Along these narrow passageways and wall cavities are spots for the models to fill. Some are elevated, while some are low the ground, requiring a girl to be on her knees, or even laying on her side. Each spot has holes cut out of the particle board where the models are to push their beasts or asses through, and handles are fashioned where appropriate, so they can leverage themselves against the walls more easily. Still, for a three-hour event, it would be a grueling exercise for most of the women.
So imagine, as one makes their way through the halls and rooms of the exhibit, the only thing they see are body parts sticking out through the walls, all tits and asses. Some of the passageways even had ceilings to them, with models lying above, their breasts dangling above, like chandeliers over the visitors' heads.
No guest would ever see a model's face, nor would any model show more than just part of her body, either her tits or her ass. Still, Patrick insisted that all participants must remain completely nude during the event, even though they were behind a wall, away from the eyes of anyone. No clothing was permitted at all. Except, of course, by the patrons.
The holes Patrick and his crew had fashioned were rather small, too. This was by design, as Patrick didn't want "gaps" in the walls that would allow guests to see anything other than what Patrick wanted them to see. No shoulders, stomachs, or any part of the torso other than the breasts. No more leg or back than necessary, for the girls who had to flaunt their asses through those stupid holes.
We knew full well that as the girls went to their places, Patrick and his goons would have to assist some of them. It would require physically pulling their breasts through these tight openings in the walls. Save for the A and B-cup models, many girls would be subjected to such hands-on action. If I was going to be included in this atrocity of an "art piece", it was definitely happening to me, too. I have ridiculously large breasts.
I've considered reducing them surgically, but since they're still quite firm, I don't want to mess with them yet. I wasn't dating anyone at the moment, but my "rocket tits" seemed to please the previous boyfriends I've had. I always enjoyed showing off in private, but this was an entirely different scenario.

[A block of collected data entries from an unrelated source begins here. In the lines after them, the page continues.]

PR #1321, opened 2024-11-26
Hera/add node tree

MattBudz:
### Summary

This PR adds the Node tree as a sidebar to Hera

### Check List


app/assets/stylesheets/hera/modules.scss
```diff
@@ -110,10 +111,6 @@
   width: 0;
 }
 
-.fa-fw {
-  margin-right: 0.25rem;
```
MattBudz, line 114: This should be a base branch change since it's affecting a global class, not something nested under the node tree sidebar specifically.

This type of declaration doesn't belong under `fa-fw` since we won't always want margin-right on every icon. It caused issues here so I removed this.

app/views/layouts/hera/_sidebar_header.html.erb
```diff
@@ -0,0 +1,16 @@
+<div class="sidebar-header">
+  <%= link_to main_app.root_path, class: 'd-flex' do %>
```
caitmich, line 2: since this will only be accessed in-project do we need `main_app`

nicolachr: We're not using this file anymore. I'm not sure why/how it ended up in this branch when it's not in the base branch. Checking with Matt.

MattBudz: Looks like a bad merge, it's removed now.

PR #1322, opened 2024-11-28
Hera/add secondary sidebar

nicolachr:
### Summary

This PR adds a secondary sidebar to Hera's main layout

### Check List


app/assets/stylesheets/hera/variables.scss
```diff
@@ -26,6 +26,7 @@ $text-error: $red;
 $text-link: $brand-700;
 $text-link-hover: darken($text-link, 15%);
 $text-muted: $grey-700;
+$text-small: 0.9rem;
```
MattBudz, line 29: can't we just use bootstrap's `small` class as needed?

nicolachr: We definitely could. Sometimes I find it easier to bundle it together instead of going through each item to add the class. I'm happy to remove it if you find it unnecessary

app/views/shared/_add_item_dropdown.html.erb
```diff
@@ -1,15 +1,10 @@
-<div class="dropdown">
+<div class="dropdown me-2">
   <% if local_assigns[:new_path] %>
-    <%= link_to 'javascript:void(0)',
-      class: local_assigns.fetch(:button_class, '') + ' dropdown-toggle',
+   <%= link_to 'javascript:void(0)',
+      class: local_assigns.fetch(:button_class, '') + ' dropdown-toggle no-caret',
       data: { name: name.downcase, bs_toggle: 'dropdown' } do %>
-      <i class="fa-solid fa-plus"> </i> <%= local_assigns.fetch(:text, '') %><span class="visually-hidden">Add <%= name.downcase %></span>
+      <i class="fa-solid fa-plus"> </i> <%= local_assigns.fetch(:text, '') %><span class="fa-sr-only">New <%= name.downcase.singularize %></span>
```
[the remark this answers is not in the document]
nicolachr: No particular reason. I was just following font-awesome's accessibility guidelines.

app/views/shared/_add_item_dropdown.html.erb
```diff
@@ -1,15 +1,10 @@
-<div class="dropdown">
+<div class="dropdown me-2">
   <% if local_assigns[:new_path] %>
     <%= link_to 'javascript:void(0)',
-      class: local_assigns.fetch(:button_class, '') + ' dropdown-toggle',
+      class: local_assigns.fetch(:button_class, '') + ' dropdown-toggle no-caret',
       data: { name: name.downcase, bs_toggle: 'dropdown' } do %>
-      <i class="fa-solid fa-plus"> </i> <%= local_assigns.fetch(:text, '') %><span class="visually-hidden">Add <%= name.downcase %></span>
+      <i class="fa-solid fa-plus"> </i> <%= local_assigns.fetch(:text, '') %><span class="visually-hidden">New <%= name.downcase.singularize %></span>
```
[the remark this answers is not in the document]
nicolachr: Yes. The updated actions will be "+ New" to avoid using "+ Add" which is technically duplicating the same action

app/assets/stylesheets/hera/modules/_attachments.scss
```diff
@@ -38,26 +37,22 @@
...
     }
 
     .error {
       width: 120px;
     }
 
     .filename {
-      white-space: nowrap;
+      -webkit-line-clamp: 2;
+      -webkit-box-orient: vertical;
```
MattBudz, line 50: note, we are using -webkit here but this is universally adapted according to can i use. Even FF uses the -web-kit prefix for this.

nicolachr: I'm sorry, it's not clear to me what you mean. It doesn't require the prefix?

MattBudz: This is just an FYI for reviews wondering why we are using -webkit prefixes in production (typically features behind experimental flags are a no-no in production). In this case, the feature was released to all browsers with the -webkit prefix.

PR #1323, opened 2024-11-29
Fix incorrect parsing of field values that contain Liquid when creating new records

caitmich:
### Summary

When creating new issue/evidence from a note template or from the default template (RTP), if you have Liquid content that contains filters Ex. `{{ issue.fields['CVSSv3.BaseScore'] | times: 10 }}`, it will be split into different options in the dropdown
```
["{{ issue.fields['CVSSv3.BaseScore']", "times: 10 }}"]
```

#### Solution
Use regex to scan the string and split it into the correct options

### Check List

- [x] Added a CHANGELOG entry

### DIFF
--- a/CHANGELOG
+++ b/CHANGELOG
@@ -7,7 +7,6 @@
     - rexml
   - Bugs fixes:
     - Editor: Fix incorrect parsing of field value options that contain Liquid
-      - [future tense verb] [bug fix]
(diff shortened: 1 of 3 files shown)


caitmich:
Addressed in https://github.com/dradis/dradis-ce/pull/1376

At the end of the exhibition, guests are to make their way through a twenty-foot long tunnel, but it's only about two feet wide. Overweight guests have a side exit, and have to skip this part, but anyone else goes through the tunnel. Unlike most of the rest of the exhibit, this area was extremely well lit. The walls, floors and ceilings were painted solid white, making it hard to judge just how narrow the space really was, and there were no holes cut out for any body parts, until the very end, just before the exit. On either side of the walls there, would be two pairs of breasts facing each other. Those breasts would be the only frame of reference in this blindingly white, but narrow tunnel.